My name is Phil and I live in Oregon. I studied music composition 25 years ago in school, and abandoned all that out of a love for synthesizers, which was marginalized and looked down upon at the time. But much of what I learned stuck, all these years later. 

I own a Kurzweil K2600, and can't abandon it, as I love the sound it produces. All machines, acoustic, electronic, computers, MIDI, loops, etc. it's all fair game to me though. It's the carpenter not the tools. Though I have to say I'm not too fond of pure mock orchestration that dominates our world these days, though I understand it's often requested, and how some people pay their bills. 

I work in local TV and various aspects of film and video production. My music doesn't get used too much, but some. When not doing that I teach. Sometimes music (including a little on film scoring) but mostly video production.


----------



## Scott Cairns (Nov 30, 2008)

Hi Phil, welcome to VI. Oregon is on my 'list of places to visit' 

Forgive my ignorance of Kurweil synths - but did they do a 2600? ive only heard of the 2500.

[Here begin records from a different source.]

Issue #1588, opened 2021-07-29
Adding Unit Summary Entity - Discussion


seanmalbert:
# Overview
Detroit has a need to enter and store unit summaries directly. On a longer time scale, Bloom does as well, but there is a more immediate desire to move the processing of transformUnits to upserting a listing and storing the data in a table, so we can read from that directly instead of processing it on request.

Ideally, we can align on the same structures, so we'll need to see what Detroit's requirements are.

# Columns
This is a little difficult to pinpoint what would make sense for Bloom, since transform units returns six different structures:
- byUnitTypeAndRent
- byUnitType
- byReservedType
- byAMI
- hmi

I have more investigation to do to figure out a structure that would best work for all of these and I'll add that to a comment soon, but don't want to block Detroit.

# Implementation
@willrlin mentioned the idea of using a derived table for unit summary. That could possibly work for Bloom's case of using the units table to create the derivatives, but how would that work for Detroit directly writing to a table?

We can create a feature flag feature to determine whether the unit summary table should be directly writable or synced from units. In both cases though, we want to read from the the unit summary table(s).

# Current Considerations
Our team is currently creating a way to override Ami Chart values, by annual income percentage. These values will be taken into account when processing the unit summary data.

willrlin:
@abbiefarr @anders-schneider please use this issue to discuss our needs and align on this work.

anders-schneider:
Hey @seanmalbert, thanks for starting a thread about this. This all sounds good to @abbiefarr and me: always read from the new unit summary table, and have a feature flag to determine whether that table is writable directly or is derived from the units table.

If we can agree on the structure of the new unit summary table, I think that would unblock us so we can create the new table and start on a couple different workstreams. Abbie and I poked around [`UnitsSummarized`](https://github.com/bloom-housing/bloom/blob/3fd11f849cc84f133d544b52037661560f57c2df/backend/core/src/units/types/units-summarized.ts#L11) and the [`UnitSummary`](https://github.com/bloom-housing/bloom/blob/3fd11f849cc84f133d544b52037661560f57c2df/backend/core/src/units/types/unit-summary.ts#L9)’s that are included within it, and have ideas about a possible structure for the new unit summary table that would offer the same granularity as the existing unitsSummarized field. Proposed columns:

- Unit type (string)
- Rent (string)
- Rent as percentage of income (number)
- Reserved type (string)
- AMI percentage (string)
- Minimum income minimum (string)
- Minimum income maximum (string)
[...]

PR #1607, opened 2021-08-03
Create units summary table

abbiefarr:
## Issue
https://github.com/CityOfDetroit/bloom/issues/238

Addresses # (issue)

## Description

Creates a UnitsSummary entity and dto, and the corresponding migration.

**Caveat**: I wasn't really sure how to structure the dto, would love some feedback there.

The table structure is described [here](https://github.com/bloom-housing/bloom/issues/1588#issuecomment-892034445), plus a `property` column which holds a `property.id` foreign key.

Current primary keys for the new table are `unitType`, `property`, and `monthlyRent`, but I expect we may want to add more fields to the composite key.

## Type of change

Run the migration and view the newly created table. I manually added a few rows to verify the primary keys.

## Checklist:


abbiefarr:
I think the lint failure (403) could be fixed by adding `pull_request_target` to Bloom's lint.yml, based on [these docs](https://docs.github.com/en/actions/reference/events-that-trigger-workflows#pull_request_target).

abbiefarr:
@seanmalbert this is ready for another set of eyes, could someone on your team take a look?

backend/core/src/units-summary/dto/units-summary.dto.ts
```diff
@@ -0,0 +1,6 @@
+import { OmitType } from "@nestjs/swagger"
+import { UnitsSummary } from "../entities/units-summary.entity"
+
+export class UnitsSummaryDto extends OmitType(UnitsSummary, [] as const) {}
+export class UnitsSummaryCreateDto extends OmitType(UnitsSummaryDto, [] as const) {}
+export class UnitsSummaryUpdateDto extends OmitType(UnitsSummaryDto, [] as const) {}
```
seanmalbert, line 6: I think these can be fairly basic. If you take a look at `unit-types/dto/unit-type.dto.ts`, you can follow what was done there.

seanmalbert (commented):
@abbiefarr ,
This is looking good. Please see my comment regarding the dto, it should be straight forward. Can you also please add an entry into the changelog for this work. 

One thing I'd like to think about, which I don't think we should cover here, is how do we foresee working with the service? In our initial case, we'll call it in the listing service on listing upsert, so we shouldn't need a separate controller for it. I imagine we'll want to do similar logic with directly saving the unit summary. So on upsert, we would check if the user has selected to use individual units to compute the unit summary or to save the unit summary directly. Does that make sense to you?

backend/core/src/units-summary/dto/units-summary.dto.ts
abbiefarr: The `UnitsSummaryDto` doesn't extend `AbstractEntity` like `UnitTypeDto` does, and none of the fields are generated. So I _think_ we may not need to omit any fields and the file is ok like this??

abbiefarr (commented):
> So on upsert, we would check if the user has selected to use individual units to compute the unit summary or to save the unit summary directly. Does that make sense to you?

Yes, that makes sense to me, I agree we shouldn't need a separate controller, since this can be a flag in the `listing` object (or we can repurposed the existing `disableUnitsAccordion` flag). 

Toggling between the two options may be disruptive, so we may also want to consider warnings when attempting that. E.g. if you've been using a summary but want to switch to individual units, and you don't have any data in your units table, that's pretty bad. So perhaps a warning that a data upload or refresh may be required? In the edit listing page (where I'm assuming this option is set), we could also display the contents of the table when you select each option as a visual warning too (our site current does this, with a mock summary table for now).

backend/core/src/units-summary/dto/units-summary.dto.ts
seanmalbert: @abbiefarr , looks like you are right. I think we're good then!

seanmalbert:
>Yes, that makes sense to me, I agree we shouldn't need a separate controller, since this can be a flag in the listing object (or we can repurposed the existing disableUnitsAccordion flag).

I think we can only repurpose it if we're sure that a user will never want to individually add units and disable the individual unit accordion. @slowbot , can you weigh in on this case?

> Toggling between the two options may be disruptive, so we may also want to consider warnings when attempting that. E.g. if you've been using a summary but want to switch to individual units, and you don't have any data in your units table, that's pretty bad. So perhaps a warning that a data upload or refresh may be required? In the edit listing page (where I'm assuming this option is set), we could also display the contents of the table when you select each option as a visual warning too (our site current does this, with a mock summary table for now).

I've discussed this with @slowbot and we agree that some type of warning message should display on the form. I think the plan was to start with helper text explaining that the user could incur data loss by switching between the options.

seanmalbert:
@abbiefarr , I spun off #1633 to continue the discussion around handling the partner frontend use of the toggle.

seanmalbert (approved):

I can understand your misgivings in terms of 'mock orchestration' but as you say, many of us pay the bills this way. And in fact, when having to write convincing orchestral score to a deadline, you come to realise how much you need to know about true orchestral form. The samples only do so much, and not much at that. 

On the positive side, I think sampled orchestral music helps keep the genre alive and ticking, Ive loved orchestral music since I could walk, but composing it for a living (with sample libraries) has managed to reivent itself for me again.


----------



## snowleopard (Nov 30, 2008)

Hi Scott. Australia is near the top of my places to visit! 

I should clarify about the mock orchestra. It's most a taste thing, really, and those who can pull it off well I tip my hat to. Everything has value in the right hands, to the right ears. I just spent a lot of time listening to real instruments, real orchestration, and not that I can spot any "fake", I just grew up and into appreciating the nuances of actual live performance. What I find most is that in our attempts to create accurate sounding orchestration, I find many compositions and performances devoid of passion, emotion and creative love (if you will). It's like we spend so much time getting it to sound real, we forget about making it sound _good_. But again, who determines just why that isn't "good"? Judging by the industry, and users, I'm definitely in the minority regarding the acceptance of mock orchestration. 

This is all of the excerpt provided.